Input data:
■ ■ ■ ■

PR #172, opened 2022-02-27
Add target for generating web site

matsl:
## What

Add target for generating web site

## Why

Easy to generate the sources as a make target.

## Note

First step in making make targets for packaging.

### DIFF
--- a/Makefile
+++ b/Makefile
@@ -3,7 +3,7 @@
 # Author:       Bob Weiner
 #
 # Orig-Date:    15-Jun-94 at 03:42:38
-# Last-Mod:     19-Feb-22 at 10:43:51 by Mats Lidell
+# Last-Mod:     27-Feb-22 at 22:44:32 by Mats Lidell
 #
 # Copyright (C) 1994-2021  Free Software Foundation, Inc.
 # See the file HY-COPY for license information.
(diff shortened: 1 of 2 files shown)


Makefile
```diff
@@ -146,6 +149,9 @@ pkg_hyperbole = $(pkg_dir)/hyperbole
 # Temp file to use to build .elc files.
 ELISP_TO_COMPILE = $(pkg_dir)/elc-${USER}
 
+# Path to dir where the web repository is located i.e. hypb:web-repo-location
+HYPB_WEB_REPO_LOCATION = "../hyweb/hyperbole/"
```
matsl, line 153: Since hyweb is a folder we use that is under source control using git it does not work well with having CVS there as well. Example: The CVS folder is personal. A more neutral name might be better but keeping this for now.

rswgnu: I think savannah requires use of CVS.  Do you have a suggestion of what to do?

rswgnu (approved):

rswgnu (approved):

Makefile
matsl: I suggest we use another location as default for the web site sources than inside hyweb since hyweb is under git. But this is good enough for now. I have changed my CVS/Root under hyweb in case I would push the website changes but will try to avoid to push that to hyweb. This is not critical since it is up to each developer how to organize their files. Just a slight inconvenience given by how we use these names.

■ ■ ■ ■

Work instructions: Show, from the listing above, every line holding the word "under".

Written response:
matsl, line 153: Since hyweb is a folder we use that is under source control using git it does not work well with having CVS there as well. Example: The CVS folder is personal. A more neutral name might be better but keeping this for now.
matsl: I suggest we use another location as default for the web site sources than inside hyweb since hyweb is under git. But this is good enough for now. I have changed my CVS/Root under hyweb in case I would push the website changes but will try to avoid to push that to hyweb. This is not critical since it is up to each developer how to organize their files. Just a slight inconvenience given by how we use these names.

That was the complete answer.